Stating there was a clear governance deficit on the subject, the principal bench of the NGT headed by chairperson Justice Adarsh Kumar Goel ordered that scientific disposal of e-waste should be ensured as per rules. The direction was issued to central and all state pollution control boards.

“Environmental crimes are as serious, if not more, as cases of assaults but there is no adequate action… Unfortunately, it appears that violation of environmental law is not the priority. Such neglect can prove very costly,” the bench noted while hearing applications on unscientific disposal of e-waste on January 15.

“For petty benefit of retrieving metals etc, the poor labour class is engaged in burning electronic wires or other waste to the detriment of their own health and also the health of others which is not being duly checked… Constant vigilance is required. Liability of manufacturers is not being enforced,” the bench said.

In 2018, the environment ministry had told the tribunal that 95 per cent of e-waste in India is recycled by the informal sector and scrap dealers unscientifically dispose it by burning or dissolving it in acids.

Data shared by Central Pollution Control Board (CPCB) with the NGT shows India generated more than 10 lakh tonnes of e-waste in 2019-20, an increase from 7 lakh tonnes in 2017-18. Against this, the e-waste dismantling capacity has not been increased from 7.82 lakh tonnes since 2017-18.

“We direct that further steps be now taken for scientific enforcement of E-Waste Management Rules, 2016 (EWMR) in the light of the reports of the CPCB and the Oversight Committee for the State of Uttar Pradesh,” the bench said.

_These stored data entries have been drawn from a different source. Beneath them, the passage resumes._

Issue #7095, opened 2025-04-02
Fix capitalization of tooltips, labels, and context menu items


softwarenerd:
## Description

VS Code capitalizes most words in tooltips, labels, and context menu items, and Positron does not.

VS Code:
<img width="294" alt="Image" src="https://github.com/user-attachments/assets/a7e57a57-7274-4454-9855-4a16c3030c58" />

Positron:
<img width="332" alt="Image" src="https://github.com/user-attachments/assets/8f965bdb-559e-415c-b8b1-21508ed9a963" />

To be consistent with VS Code, these particular context menu items should be:

**Toggle Trace
Toggle Word Wrap
Open in Editor
Clear Console**

(And note that like VS Code, we shouldn't capitalize short words like "in" and "to".)

#### Positron and OS details:

- N/A

#### Interpreter details:

- N/A

jonvanausdeln:
### Verified Fixed
Positron Version(s) : [2025.06.0-107](https://github.com/posit-dev/positron-builds/releases/tag/2025.06.0-107)
OS Version(s) : Windows 11

### Test scenario(s) 
Capitalization looks good now!

PR #7754, opened 2025-05-18
Use title case in console tooltips/UI

juliasilge:
Addresses https://github.com/posit-dev/positron/issues/7095

I did a bit of poking around files in this part of the codebase and the console UI in general, and these are the only ones I found on my current perusal.


samclark2015 (approved):
Looks good! 

In `actionBar.tsx:48`, should `Shutting down` become `Shutting Down` to match case?

juliasilge:
> In `actionBar.tsx:48`, should `Shutting down` become `Shutting Down` to match case? 

I don't believe so, because that's not text for a tooltip but something that can show up in the (???) toolbar.

PR #7763, opened 2025-05-19
Bump to Air 0.12.0

DavisVaughan:
Is this all we need to do to bump the bundled version of Air?

#### New Features

- Updated bundled version of Air to [0.12.0](https://github.com/posit-dev/air/blob/main/editors/code/CHANGELOG.md#0120). This includes a fix that caused a bad interaction with Positron's Test Explorer.

#### Bug Fixes

- N/A

### DIFF
--- a/product.json
+++ b/product.json
@@ -257,7 +257,7 @@
 		},
 		{
 			"name": "posit.air-vscode",
-			"version": "0.10.0",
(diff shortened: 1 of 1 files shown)


juliasilge (approved):
Yep, this is the only change needed to bump the version of a "bootstrapped" extension.

PR #7765, opened 2025-05-19
e2e test: update great-tables viewer test to include testing of clearing button functionality

rodrigosf672:
- This test has been updated to include verification of the clearing button functionality in the Viewer tab.
- Additional changes included:
  - Placing locators in the top portion of the test for easier visibility
  - Introducing [TestSteps](https://playwright.dev/docs/api/class-teststep) for better organization and test reporting
  - Organization of additional comments/to-dos in the end of the test, for easier focus
- Addition of points for discussion with the team, concerning where to place the Python scripts for better visibility and workflow when updating related tests in the future.

### QA Notes

@:quarto @:web @:win

### DIFF
--- a/test/e2e/tests/viewer/viewer.test.ts
+++ b/test/e2e/tests/viewer/viewer.test.ts
@@ -4,6 +4,7 @@
  *--------------------------------------------------------------------------------------------*/
 
 import { test, tags } from '../_test.setup';
+import { expect } from '@playwright/test';
 
 test.use({
 	suiteId: __filename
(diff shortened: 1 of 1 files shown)


testlabauto (approved):
LGTM!

rodrigosf672:
@testlabauto FYI Please check if the logic for changing states from attached to detached makes sense. For testStep1, I have added `expect(apricot).toBeVisible` with a 30s timeout in the end. For testStep3, I have used await `apricot.waitFor({ state: 'detached', timeout: 30000 })` based on the `types.d.ts` file. Please let me know if this approach is correct, both in terms of logic and using the right state for the test steps. Thanks!

testlabauto:
> @testlabauto FYI Please check if the logic for changing states from attached to detached makes sense. For testStep1, I have added `expect(apricot).toBeVisible` with a 30s timeout in the end. For testStep3, I have used await `apricot.waitFor({ state: 'detached', timeout: 30000 })` based on the `types.d.ts` file. Please let me know if this approach is correct, both in terms of logic and using the right state for the test steps. Thanks!

I think either approach is fine.  I was just pointing out what we have done more often.

I also do think maybe moving the comments away from the line of code they refer to might be confusing,

jonvanausdeln (approved):
LGTM!

Issue #7596, opened 2025-05-08
Assistant: Language models confuse context with user prompt


wch:
#### Positron and OS details:

Positron Version: 2025.06.0 (Universal) build 39
Code - OSS Version: 1.99.0
Commit: 55dad0b8cac13849ee986eb3f46c75cfcaa599e0
Date: 2025-05-07T03:32:13.732Z
Electron: 34.3.2
Chromium: 132.0.6834.210
Node.js: 20.18.3
V8: 13.2.152.41-electron.0
OS: Darwin arm64 24.4.0

## Describe the issue:

With Vercel AI backend for PA, tool call results are sent as user messages, and sometimes they show up in the wrong order. This may not sound like a big problem, but I believe it leads to issues where Claude goes off the rails and appears not to obey the system prompt. 

In the prompt I'm using, I tell Claude:

> Try to break up your analysis into smaller chunks. Do only one or two things since the user last said something to you. If you want to keep going, ask the user and provide suggestions about what to do.

Despite this, it will sometimes go and run code and look at plots and go on and on. Recently, I sent a short message asking it "Load and explore a dataset from a file", and it went and loaded data and made plots and kept going and going. It made 21 tool calls in response to that request, which is a problem.

I suspect the problem is how tool calls are getting translated to the messages that are sent to the Anthropic API endpoint.

In the tests below, all of the conversations have the following format:

1. I send "Hello" to the LLM
2. The LLM responds
3. I send another message that requires a tool call
4. The LLM responds, and in that response makes a tool call.
5. I ask the LLM to provide a list of every message that has been sent between us.
6. The LLM lists the messages.

The first several cases demonstrate the expected behavior.

******

In VS Code Copilot, first I disabled sending the current file. For the second message, I clicked on the Add Context button and added the Fetch Web Page tool.

It responded that there were seven messages. Normally I would expect six messages, but one of them is a message that I believe gets injected into every request, with guidelines about formatting and writing code (number 5 below).

In the list, them LLM's second message (the one that involved a tool call) only provided the LLM's output after doing the tool call. I'm pretty sure this is because the `ChatContext.history` that's provided to the request handler only includes the content that the LLM has streamed to the UI; it does **not** include the messages that have gone back and forth between the server and LLM. Note that the UI content and the server-LLM message content are not the same thing!

<img width="506" alt="Image" src="https://github.com/user-attachments/assets/a22c8943-7163-45dd-b2fe-7b6e7e43442c" />

*****

[...]

PR #7767, opened 2025-05-19
Use XML in Assistant context message

seeM:
Addresses a few issues raised in https://github.com/posit-dev/positron/issues/7596#issuecomment-2882237326 related to the context message we construct:

1. [Use XML tags](https://docs.anthropic.com/en/docs/build-with-claude/prompt-engineering/use-xml-tags).
2. Use a single user message for the context.

Might be best to look at the tests to see what the new context messages look like.

I'm not sure what prompting best practices are, and whether I used XML in the best way.

### QA Notes

I added extension tests to check that the context message is generated as expected. I think it's a useful thing to test and don't think there's a good way to do that via e2e tests cc @jonvanausdeln.

### DIFF
--- a/extensions/positron-assistant/src/xml.ts
+++ b/extensions/positron-assistant/src/xml.ts
@@ -3,6 +3,13 @@
  *  Licensed under the Elastic License 2.0. See LICENSE.txt for license information.
  *--------------------------------------------------------------------------------------------*/
 
+/**
+ * NOTE: The goal of this module is to use XML-like syntax to structure information
+ *       in LLM conversations, NOT to create valid XML. We may drift significantly
+ *       from XML syntax if it produces better LLM results. This is also why we decided
+ *       to not use a third party library.
+ */
+
 function xmlAttributes(attributes: Record<string, any>): string {
 	return Object.entries(attributes)
 		.map(([key, val]) => `${key}="${val}"`)
@@ -10,7 +17,9 @@ function xmlAttributes(attributes: Record<string, any>): string {
 }
 
 /**
- * Create an XML node.
+ * Create an XML-like node for structuring information in LLM prompts.
+ *
+ * NOTE: Do not use this function where valid XML is required.
  *
  * @param name The name of the node.
  * @param content The content of the node.
@@ -31,7 +40,9 @@ export function node(name: string, content?: string, attributes?: Record<string,
 }
 
 /**
- * Create a self-closing XML node.
+ * Create a self-closing XML node for structuring information in LLM prompts.
+ *
+ * NOTE: Do not use this function where valid XML is required.
  *
  * @param name The name of the node.
  * @param attributes The attributes of the node.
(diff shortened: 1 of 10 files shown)


jmcphers (dismissed):
LGTM!

extensions/positron-assistant/src/xml.ts
```diff
@@ -0,0 +1,47 @@
...
+ */
+export function node(name: string, content?: string, attributes?: Record<string, any>): string {
+	let result = `<${name}`;
+	if (attributes && Object.keys(attributes).length) {
+		result += ` ${xmlAttributes(attributes)}`;
+	}
+	result += `>`;
+	if (content && content.length > 0) {
+		result += `\n${content}\n`;
+	}
```
wch, line 28: Similar to the question about attributes: does the content need to be escaped?

I guess it depends on if we want this to be real XML or something that's looks similar to XML. I think "similar to XML" is fine and commonly used for LLMs, but we do want to make sure that if someone has a `<context>...</context>` block, and it happens to contain some text with `</context>`, that we don't pass that through without at least escaping the opening `<`. 

LLMs are pretty good at dealing with bad input data, but still, we could give them a little help here and I don't think it should be difficult to do.

This SO answer gives a good overview of what needs to be escaped in text and in attributes.
https://stackoverflow.com/a/1091953/412655

Also, I think the docstrings for these functions should mention that they are not generating real XML, just to prevent confusion in the future.

wch (dismissed):
The layout of the prompts looks good to me! But see the note about escaping in XML.

extensions/positron-assistant/src/xml.ts
seeM: Hmm, I'm not sure whether escaping would be better for the LLM for this case. I could see escaping being important when the LLM's task is to parse/generate valid XML content, but in our case we're using it loosely to format some information.

It could even be better to use unescaped content if that more closely matches the bulk of the training data.

I have added comments to clarify that this isn't valid XML in [9d018af](https://github.com/posit-dev/positron/pull/7767/commits/9d018af693c032cca90e989eddf4110bd3a5ac42). We can revisit escaping in future if needed.

extensions/positron-assistant/src/xml.ts
```diff
@@ -0,0 +1,47 @@
+/*---------------------------------------------------------------------------------------------
+ *  Copyright (C) 2025 Posit Software, PBC. All rights reserved.
+ *  Licensed under the Elastic License 2.0. See LICENSE.txt for license information.
+ *--------------------------------------------------------------------------------------------*/
+
+function xmlAttributes(attributes: Record<string, any>): string {
+	return Object.entries(attributes)
+		.map(([key, val]) => `${key}="${val}"`)
```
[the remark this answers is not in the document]
seeM: It's an interesting question. I've left some thoughts below https://github.com/posit-dev/positron/pull/7767#discussion_r2102347732

Issue #7726, opened 2025-05-15
multisession: accessibility doesn't work on ubuntu/windows


midleman:
## System details:

Windows and Ubuntu only. Mac is fine.

## Steps to reproduce the issue:

1. Click session
2. Use arrow and enter keys to rename session
3. Verify user is able to rename session - FAIL

## Expected or desired behavior:

Any OS should have working accessibility keys.

midleman:
### Verified Fixed
Positron Version(s) : [2025.06.0-145](https://github.com/posit-dev/positron-builds/releases/tag/2025.06.0-145)
OS Version(s) : MacOS

### Test scenario(s) 
Confirmed accessibility tests now run and pass on Windows/Ubuntu/Mac. Closing ticket.

### Link(s) to test cases run or created: 
https://github.com/posit-dev/positron/blob/276cdf2c4f4b7c3584cfb7e3375a3d9494057254/test/e2e/tests/sessions/session-mgmt.test.ts#L175-L200

Issue #7722, opened 2025-05-15
multisessions: "start session" hyperlink is not accessible


midleman:
## Steps to reproduce the iss
1. Confirm there are no sessions in console
2. Tab to get to "Start a New Session" hyperlink in console
3. Press `Enter`
4. Verify session picker launches - FAIL

## Expected or desired behavior:
Expected the session picker to activate on `Enter` 
Right now it activates on `spacebar` or allow both

PR #7771, opened 2025-05-19
Multi Session Accessibility Bugfixes

dhruvisompura:
Addresses #7722 and #7726 

* Updates our button components so `Enter` or `Space` activate the button as per https://www.w3.org/WAI/ARIA/apg/patterns/button/. This fix is what resolves the "start session" button from activating on `Enter`.
* Changed the keybinding for the "Rename Session" action to be "Enter" in all cases. Previously, the "F2" key was what kicked off the rename action on Windows/Ubuntu.

#### New Features

- N/A

#### Bug Fixes

- Button components now activate on "Enter"
- Pressing "Enter" (instead of "F2") on Windows/Ubuntu triggers rename interpreter session action when focused on a console tab

### QA Notes

@:sessions @:win @:web


softwarenerd (approved):
LG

It also noted gaps in collection targets, as the amount of e-waste collected in 2017-18 was over 25,000 tonnes against a target of 35,000 tonnes. In the following year, the target was 1.54 lakh tonnes against which 78,000 tonnes was collected.

In a report submitted to the NGT in November, the Oversight Committee had said Uttar Pradesh must ensure allocation of proper space to existing and upcoming industrial units for e-waste dismantling and recycling.

“Illegal recycling and processing of e-waste is concentrated in a few hotspots in the state. Seelampur in New Delhi is a hub, and Loni, Baghpat and Moradabad in UP are the hotspots. We need to step up enforcement of e-waste management rules in these hotspots, combining local enforcement with supervision from task force to obviate local vested interests,” the Oversight Committee had said.